As you can see, this is a complicated but promising subject. Actually this effect can explain several facts related to the treatment of different cancers. One kind of treatment that has been tried, without success, is the therapy focused on inhibiting the formation of new blood vessels, or antiangiogenic therapy. Antiangiogenic drugs produce an oxygen decrease, or hypoxia, around the cancer promoting oxidative stress and autophagy. These conditions are ideal for cancer cells to grow and divide because they are fed by the nutrients produced by the surrounding fibroblast through autophagy.
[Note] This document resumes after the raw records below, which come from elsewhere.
PR #56, opened 2016-02-20
Merge: Don't override inner component context.

henrikrudstrom:
> The construct function overrided the inner context with some empty
context. This was due to an earlier misunderstanding of how the
contexts work and was completely meaningless (except of causing bugs).
I simply removed that line now.


ChALkeR:
LGTM, merging.

ChALkeR:
Merged, thanks!

PR #1049, opened 2017-08-08
Add cmakelist files for ios build

Yangqing:
After our open source of the ios files, this should allow oss build for the ios related files, especially metal and mpscnn.

Not tested with older xcode that do not have metal, though.


Yangqing:
This is covered by 812c19e15f9d924b3fff0e57109d0bd3de287462 . closing.

PR #1055, opened 2017-08-08
Add NCCL_VERSION_MIN, use v2 API if installed

slayton58:
Basic NCCL 2 API support - the same as applied to gloo [here](https://github.com/facebookincubator/gloo/commit/49586d95569f9c093ed053ac2aa71e9dd3857ae4)

/cc @Yangqing @pietern

PR #1056, opened 2017-08-08
Add TensorCore support

slayton58:
Add support for TensorCore convolution and gemm on Volta hardware.

Currently built on top of #1055

### DIFF
--- a/caffe2/core/common_gpu.cc
+++ b/caffe2/core/common_gpu.cc
@@ -193,6 +193,18 @@ bool GetCudaPeerAccessPattern(vector<vector<bool> >* pattern) {
   return true;
 }
 
+bool TensorCoreAvailable() {
+  // requires CUDA 9.0 and above
+#if CUDA_VERSION < 9000
+  return false;
+#else
+  int device = GetCurrentGPUID();
+  auto& prop = GetDeviceProperty(device);
+
+  return prop.major >= 7;
+#endif
+}
+
 const char* cublasGetErrorString(cublasStatus_t error) {
   switch (error) {
   case CUBLAS_STATUS_SUCCESS:
--- a/caffe2/core/context_gpu.cu
+++ b/caffe2/core/context_gpu.cu
@@ -351,6 +351,14 @@ std::mutex& CUDAContext::mutex() {
   return m;
 }
 
+bool CUDAContext::TensorCoreAvailable() {
+  bool available = caffe2::TensorCoreAvailable();
+  if (!available) {
+    LOG(INFO) << "Requesting Tensor Cores when not available";
+  }
+  return available;
+}
+
 std::vector<long> CUDAContext::TotalMemoryByGpu() {
   std::lock_guard<std::mutex> lock(CUDAContext::mutex());
   CAFFE_ENFORCE(
--- a/caffe2/core/context_gpu.cu
+++ b/caffe2/core/context_gpu.cu
@@ -351,14 +351,6 @@ std::mutex& CUDAContext::mutex() {
   return m;
 }
 
-bool CUDAContext::TensorCoreAvailable() {
-  bool available = caffe2::TensorCoreAvailable();
-  if (!available) {
-    LOG(INFO) << "Requesting Tensor Cores when not available";
-  }
-  return available;
-}
-
 std::vector<long> CUDAContext::TotalMemoryByGpu() {
   std::lock_guard<std::mutex> lock(CUDAContext::mutex());
   CAFFE_ENFORCE(
--- a/caffe2/core/context_gpu.h
+++ b/caffe2/core/context_gpu.h
@@ -163,6 +163,10 @@ class CUDAContext final {
   // deadlocks
   static std::mutex& mutex();
 
+  // Determine whether the device using this context can use
+  // tensor cores
+  static bool TensorCoreAvailable();
+
   // Functions to query memory stats. Only available if flag
   // --caffe2_gpu_memory_tracking is enabled.
   static std::vector<long> TotalMemoryByGpu();
--- a/caffe2/core/context_gpu.h
+++ b/caffe2/core/context_gpu.h
@@ -163,10 +163,6 @@ class CUDAContext final {
   // deadlocks
   static std::mutex& mutex();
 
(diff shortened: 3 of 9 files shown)


slayton58:
\cc @Yangqing

caffe2/core/common_gpu.cc
```diff
@@ -193,6 +193,18 @@ bool GetCudaPeerAccessPattern(vector<vector<bool> >* pattern) {
...
 
+bool TensorCoreAvailable() {
+  // requires CUDA 9.0 and above
+#if CUDA_VERSION < 9000
+  return false;
+#else
+  int device = GetCurrentGPUID();
+  auto& prop = GetDeviceProperty(device);
+
+  return prop.major >= 7;
```
Yangqing, line 204: Do we want to actually cache it? This sounds quite expensive right?

caffe2/core/context_gpu.cu
```diff
@@ -351,6 +351,14 @@ std::mutex& CUDAContext::mutex() {
   return m;
 }
 
+bool CUDAContext::TensorCoreAvailable() {
+  bool available = caffe2::TensorCoreAvailable();
+  if (!available) {
+    LOG(INFO) << "Requesting Tensor Cores when not available";
```
Yangqing: VLOG(1) maybe?

caffe2/core/context_gpu.h
```diff
@@ -163,6 +163,10 @@ class CUDAContext final {
   // deadlocks
   static std::mutex& mutex();
 
+  // Determine whether the device using this context can use
+  // tensor cores
+  static bool TensorCoreAvailable();
```
Yangqing: Why both common_gpu and context_gpu have this file? :)

caffe2/operators/conv_op_cudnn.cc
```diff
@@ -15,9 +15,21 @@ static constexpr size_t kCONV_CUDNN_WORKSPACE_LIMIT_BYTES = 64 * 1024 * 1024;
 // This does not have any performance implications, as we will always find the
 // fastest algorithm; setting them to the right number of algorithms will enable
 // us to best report the statistics when doing an exhaustive search, though.
+#if CUDNN_VERSION_MIN(7,0,0)
```
Yangqing, line 18: A LOT OF VERSIONS! 

(just ranting, this looks great)

caffe2/operators/conv_op_cudnn.cc
```diff
@@ -54,7 +66,8 @@ class CudnnConvOpBase : public ConvPoolOpBase<CUDAContext> {
         deterministic_(
             OperatorBase::GetSingleArgument<int>("deterministic", 0)),
         cudnn_state_(OperatorBase::GetSingleArgument<int>("cudnn_state", 0)),
-        force_algo_(OperatorBase::GetRepeatedArgument<int>("force_algo", vector<int>{-1,-1,-1})) {
+        force_algo_(OperatorBase::GetRepeatedArgument<int>("force_algo", vector<int>{-1,-1,-1})),
+        enable_tensor_core_(OperatorBase::GetSingleArgument<bool>("enable_tensor_core", 0)) {
```
Yangqing: So, do we want to enable tensor core by default? Is it always going to be faster?

If so, I think we should enable it by default, and then do

enable_tensor_core_ &&= TensorCoreAvailable(device_id);

or something.

Yangqing:
Looks great - a few comments.

caffe2/core/common_gpu.cc
slayton58: From memory, `GetDeviceProperty` is already cached by C2 :)

Yangqing:
cc @pietern to take a look at nccl.

caffe2/operators/conv_op_cudnn.cc
slayton58: My decision has always been that it should be opt-in (you're not the first person I've had this discussion with!), because it changes the numerics of the operation.

I've considered that behaviour across architectures should be as close as possible, so fp16 storage on Maxwell, Pascal and Volta should behave as close as they can (they're not identical already, but not too far from it). Enabling TensorCore by default changes that, admittedly very slightly, but I prefer all changes of that sort to be explicitly opt-in.

caffe2/core/context_gpu.h
slayton58: That's a fair point. Originally there was some additional logic in the `CUDAContext::TensorCoreAvailable()` code, but not anymore. Where would you prefer the code to be? common_gpu or context_gpu?

caffe2/core/common_gpu.cc
slayton58: Yeah, it is.

caffe2/core/context_gpu.cu
slayton58: I'll make this change when you've decided where you want the single `TensorCoreAvailable()` method to end up.

caffe2/operators/conv_op_cudnn.cc
slayton58: Upon side discussion with @Yangqing, TensorCore will be enabled by default.

caffe2/utils/math_gpu.cu
```diff
@@ -204,6 +204,98 @@ void Gemm<float16, CUDAContext>(
...
+    const int N,
+    const int K,
+    const float alpha,
+    const float* A,
+    const float* B,
+    const float beta,
+    float* C,
+    CUDAContext* context,
+    TensorProto::DataType math_type) {
+  return Gemm<float,CUDAContext>(TransA,
```
Yangqing, line 224: Is this intended to be the same as Gemm call without TensorCore?

slayton58: Yes. Unless I'm misunderstanding this will use the default engine, which should be cuBLAS for CUDAContext.

Yangqing: Ah yep, realized that it is Gemm<float> and tensorcore is not applicable.

Yangqing:
#1055 landed. Mind rebase?

PR #1069, opened 2017-08-10
Add support for fp16 in convnet_benchmarks.py

sh1r0:


caffe2/python/convnet_benchmarks.py
```diff
@@ -80,25 +82,32 @@ def MLP(order, cudnn_ws):
                 dim_out=d,
                 weight_init=('XavierFill', {}),
                 bias_init=('XavierFill', {}),
+                WeightInitializer=initializer,
```
harouwu: Nice use of Initializer. But I think you can use `arg_scope` in `brew` module to make the whole code cleaner. PR #1093 is a good example of it.

caffe2/python/convnet_benchmarks.py
```diff
@@ -80,25 +82,32 @@ def MLP(order, cudnn_ws):
...
         "last",
         dim_in=d,
         dim_out=1000,
         weight_init=('XavierFill', {}),
         bias_init=('XavierFill', {}),
+        WeightInitializer=initializer,
+        BiasInitializer=initializer
     )
-    xent = model.net.LabelCrossEntropy(["last", "label"], "xent")
+    if use_fp16:
```
harouwu: Do you think it is possible to refactor all of these Loss part so that our model building function can be dtype unaware?

harouwu (changes requested):
Nice code! fp16 is super useful as an example of Caffe2. one major change request is to use`brew.arg_scope` to make code cleaner. Please check out caffe2.ai tutorial section: brewing your model. And PR #1093 is also a good example. 👍

sh1r0:
@harouwu I've updated the commit for `arg_scope`. For the 2nd comment, I think it would be nice if `LabelCrossEntropy`, `Softmax`, etc. operations could be dtype aware (probably implicit dtype conversion).

orionr:

PR #1093, opened 2017-08-15
Add fp16 and tensorcore support to resnet50_trainer

lukeyeager:
Use like `--dtype=float16 --enable-tensor-core`

### DIFF
--- a/caffe2/python/examples/resnet50_trainer.py
+++ b/caffe2/python/examples/resnet50_trainer.py
@@ -263,25 +263,19 @@ def Train(args):
     def create_resnet50_model_ops(model, loss_scale):
         initializer = (pFP16Initializer if args.dtype == 'float16'
                        else Initializer)
-        conv_tensor_core = (True if args.enable_tensor_core else False)
-        fc_engine = ('TENSORCORE' if args.enable_tensor_core else '')
 
-        with brew.arg_scope([brew.conv],
+        with brew.arg_scope([brew.conv, brew.fc],
                             WeightInitializer=initializer,
                             BiasInitializer=initializer,
-                            enable_tensor_core=conv_tensor_core):
-            with brew.arg_scope([brew.fc],
-                                WeightInitializer=initializer,
-                                BiasInitializer=initializer,
-                                engine=fc_engine):
-                pred = resnet.create_resnet50(
-                    model,
-                    "data",
-                    num_input_channels=args.num_channels,
-                    num_labels=args.num_labels,
-                    no_bias=True,
-                    no_loss=True,
-                )
+                            enable_tensor_core=args.enable_tensor_core):
+            pred = resnet.create_resnet50(
+                model,
+                "data",
+                num_input_channels=args.num_channels,
+                num_labels=args.num_labels,
+                no_bias=True,
+                no_loss=True,
+            )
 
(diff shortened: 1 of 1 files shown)


caffe2/python/examples/resnet50_trainer.py
```diff
@@ -258,22 +261,40 @@ def Train(args):
...
-            model,
-            "data",
-            num_input_channels=args.num_channels,
-            num_labels=args.num_labels,
-            label="label",
-            no_bias=True,
-        )
+        initializer = (pFP16Initializer if args.fp16 else Initializer)
+        conv_tensor_core = (True if args.fp16 else False)
+        fc_engine = ('TENSORCORE' if args.fp16 else '')
```
lukeyeager: We could add a little sugar to the fc helper to clean this up. Happy to bundle that change with this PR if desired.

caffe2/python/examples/resnet50_trainer.py
```diff
@@ -338,12 +365,14 @@ def test_input_fn(model):
...
                 batch_size=batch_per_device,
                 img_size=args.image_size,
+                dtype=args.dtype,
             )
 
         data_parallel_model.Parallelize(
             test_model,
             input_builder_fun=test_input_fn,
             forward_pass_builder_fun=create_resnet50_model_ops,
+            post_sync_builder_fun=add_post_sync_ops,
```
harouwu, line 375: Is it also applied to fp32? I am not sure if this will raise error?

caffe2/python/examples/resnet50_trainer.py
```diff
@@ -258,22 +261,35 @@ def Train(args):
...
-            "data",
-            num_input_channels=args.num_channels,
-            num_labels=args.num_labels,
-            label="label",
-            no_bias=True,
-        )
+        initializer = (pFP16Initializer if args.dtype == 'float16'
+                       else Initializer)
+
+        with brew.arg_scope([brew.conv, brew.fc],
```
harouwu, line 267: Nice usage of brew!

harouwu (commented):
Looks good in general! Let's discuss about the inline comment and Travis CI failure, then we are good to go sir.

caffe2/python/examples/resnet50_trainer.py
lukeyeager: It doesn't cause an error. I confess I'm not entirely sure what this step accomplishes - @slayton58 wrote this part.

lukeyeager:
> Travis CI failure

As far as I can tell, this file is not tested at all - so these changes can't possibly cause any additional TravisCI errors.

caffe2/python/examples/resnet50_trainer.py
slayton58: It won't cause an error because it only adds nodes in the graph if there are fp16 and fp32 copies of weights.

When we generate the fp16 and fp32 weights, we then broadcast the _fp16_ copy to all GPUs, but then the fp16 and fp32 copies on a given GPU are out-of-sync. This adds some cast nodes to ensure that all fp16 and fp32 copies on all GPUs are the same.

harouwu (approved):
LGTM when post sync does check blob copy. Let's land it for now. Will have to test later when cuda9 test is supported.

PR #1100, opened 2017-08-16
Fixes compile errors

slayton58:
Seems to be required for CUDA 9 compilation


harouwu (approved):
According to our discussion, let's land this to unblock upcoming PR testing

PR #1103, opened 2017-08-17
cmake: generate macros.h with configure_file()

lukeyeager:
Using file(WRITE) caused the file to be rewritten for every CMake
reconfigure, which was causing unnecessary full rebuilds of the project
even when no source files changed.

The new strategy has the added benefit of enforcing that the macros.h file
is always generated correctly. When the main project relies on this
header for macro definitions (instead of relying on add_definitions()),
we can be more confident that the project will build correctly when used
as a library (which is the whole point of the macros.h file).

Upsides:
* No more unnecessary rebuilds
* Higher confidence that the project will compile properly as a third-party library

Downsides:
* Developers need to add an entry to `macros.h.in` whenever they would have added a new definition with `add_definitions()`


lukeyeager:
Rebased after merge conflict from https://github.com/caffe2/caffe2/pull/1104.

On the other hand, there have been some studies using drugs that block autophagy, preventing the fibroblasts digestion and subsequent release of nutrients for the cancer cells to use. Malaria drug chloroquine uses this mechanism and it would be very interesting to study its effect on cancer. In addition, drugs that supress mitochondria’s ability to use lactate and other glycolytic products could help block the energy supply of the cancer cells. Actually, one of these drugs used in diabetes treatment, metformin, has an effect on cancer cells. Diabetic patients who are taking metformin have less risk of having cancer. However, this hasn’t been scientifically proven.
In short, studying the processes of energy production and consumption, or metabolism, in cancer cells and their surrounding cells is a very promising research field, as well as the study of drugs already used for other diseases and their effect on cancer. This opens a new line of future cancer treatments that hopefully will have positive results and help decrease the mortality produced by this group of diseases called “cancer”.